Outcome Measures  The primary outcome parameters were efficacy, safety, and predictability. The efficacy measure was the proportion of eyes achieving an uncorrected visual acuity (UCVA) of 20/20 or better. The safety measures were the percentage of eyes losing one or more lines of best spectacle corrected distance visual acuity (BSCVA) and the postoperative spherical equivalent (SE). The refractive SE within ±1.00 diopter (D) of the target refraction was as the measure of predictability.

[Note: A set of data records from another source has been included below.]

PR #224, opened 2026-06-29
Change bucket var name and bump substrate version.

### LINKED ISSUE #219: Rename BUCKET_NAME to AX_SNAPSHOTS_BUCKET
In `hack/install.sh`, use `AX_SNAPSHOTS_BUCKET` environment variable. `BUCKET_NAME` is too broad.

wjjclaud:
- Rename Env var `BUCKET_NAME` → `AX_SNAPSHOTS_BUCKET` Fix #219.
- Bump substrate version and update client with new schema.

Note: Developers need to update their substrate to the pinned version after this PR.

### DIFF
--- a/internal/k8s/ate/client.go
+++ b/internal/k8s/ate/client.go
@@ -21,7 +21,9 @@ import (
 
 	"github.com/agent-substrate/substrate/pkg/proto/ateapipb"
 	"google.golang.org/grpc"
+	"google.golang.org/grpc/codes"
 	"google.golang.org/grpc/credentials/insecure"
+	"google.golang.org/grpc/status"
 )
 
 type Client struct {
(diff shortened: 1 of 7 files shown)


internal/k8s/ate/client.go
```diff
@@ -58,8 +60,11 @@ func NewClient(ns, template, target string, opts ...grpc.DialOption) (*Client, e
 // CreateActor creates a new actor.
 func (c *Client) CreateActor(ctx context.Context, id string) (*ateapipb.CreateActorResponse, error) {
 	client := ateapipb.NewControlClient(c.conn)
+	if _, err := client.CreateAtespace(ctx, &ateapipb.CreateAtespaceRequest{Name: c.namespace}); err != nil && status.Code(err) != codes.AlreadyExists {
```
rakyll, line 64: I don't think Kubernetes namespace and Atespace are the same concepts.

We need an ate space created in the deployment yaml, and use the same atespace here.

Is atespace a required field? We can keep it blank and come back to this.

rakyll (approved):
LGTM after the comment is addressed.

internal/k8s/ate/client.go
wjjclaud: Agree. This field is required by their latest commits and there's no way to configure it from yaml yet.

I'd suggest let's checkout to an earlier commit from substrate, and wait for their follow up to open the Atespace CRD in yaml.

rakyll: It's okay to merge this as it is, I'd suggest adding a TODO to revisit this.

wjjclaud: SG. Added TODO.

Issue #228, opened 2026-07-01
Remove get_weather from the Substrate instructions


rakyll:

rakyll:
Also remove the tool from the AGY harness.

PR #230, opened 2026-07-01
Remove the weather tool from the instructions

rakyll:
Weather tool was for development and testing, and is now removed.

Updates #228.


rakyll:
See https://github.com/google/ax/pull/231 instead.

PR #235, opened 2026-07-01
TUI: add interactive /config menu for per-request harness config

wjjclaud:
- **`/config` slash command** in the prompt box, with autocompletion suggestion.
- **Menu** with three options: **View/edit config**, **Load from file**, **Cancel**.
- **Per-request semantics:** the config applies to the next request only and does
  **not** carry over

Tested both locally and on substrate.


cmd/ax/harnessconfig.go
```diff
@@ -0,0 +1,141 @@
...
+}
+
+// normalizeHarnessConfigJSON trims and validates the given JSON config, returning
+// the bytes to send on the wire. Empty input clears the config (returns nil).
+func normalizeHarnessConfigJSON(s string) ([]byte, error) {
+	s = strings.TrimSpace(s)
+	if s == "" {
+		return nil, nil
+	}
+	if err := protojson.Unmarshal([]byte(s), &structpb.Struct{}); err != nil {
```
rakyll: We should turn harness_config into a bytes field. Proto encoding makes no sense outside of Google.

cmd/ax/harnessconfig.go
```diff
@@ -0,0 +1,141 @@
...
+			return nil
+		}
+	}
+}
+
+// editHarnessConfig opens the JSON editor pre-filled with the current config. It
+// returns done=true if the config was updated, or false if the user cancelled
+// back to the menu. Invalid JSON is reported and the editor re-opens with the
+// user's draft so they can fix it.
+func editHarnessConfig(d *internal.Display, harnessConfig *[]byte) (bool, error) {
```
rakyll: You have a pointer to a byte slice here. Remote it. 

Replace the argument with harnessConfig []byte

rakyll (approved):
Left comments but otherwise LGTM.

cmd/ax/harnessconfig.go
wjjclaud: Replaced protojson by json, for config format checking.

cmd/ax/harnessconfig.go
wjjclaud: Done.

PR #248, opened 2026-07-06
Introduce /readyz

rakyll:
To signal Substrate that the server is ready for snapshotting.

### DIFF
--- a/internal/server/server.go
+++ b/internal/server/server.go
@@ -19,12 +19,17 @@ package server
 
 import (
 	"context"
+	"errors"
 	"fmt"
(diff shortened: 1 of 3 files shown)


rakyll:
@wjjclaud is going to take over this change.

The Substrate deployments of AX is stuck in the golden snapshotting phase since the introduction of /readyz.

rakyll:
Readiness endpoint should be served from the `ax harness` server, not from the AX server.

rakyll:
Closing this, see https://github.com/google/ax/pull/254 instead.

The secondary outcomes were aberration, biomechanical effects and contrast sensitivity. Aberration included total higher-order aberration (tHOA), spherical aberration, horizontal coma and vertical coma, and biomechanical effects included corneal hysteresis (CH) and corneal resistance factor (CRF). The follow-up period ranged from three to six months, and data were extracted and analyzed from the included studies.

Data Extraction and Quality Assessment  The data extraction and quality assessment were independently finished by two reviewers, and the following information was extracted: the first author, design, year, country, enrolled eyes number, preoperative SE, follow-up time and scores of assessment. The Jadad scale[22] was used to assess the RCTs, while the Newcastle-Ottawa scale (NOS)[23] was adopted to evaluate the cohorts. Randomization, blinding, and participant withdrawal/dropout were the parameters of the Jadad scale, and the scores of Jadad scale ranged from minimum of 0 (low quality) and maximum of 5 (high quality). Each one point was allocated for the parameters of the Jadad scale respectively and additional one point was obtained when randomization and blinding were appropriate. The NOS contains the following three main areas of assessment: selection quality, comparability, and outcome measures. The study was considered high quality when scoring >3 points in the Jadad scale or scoring >6 points in the NOS.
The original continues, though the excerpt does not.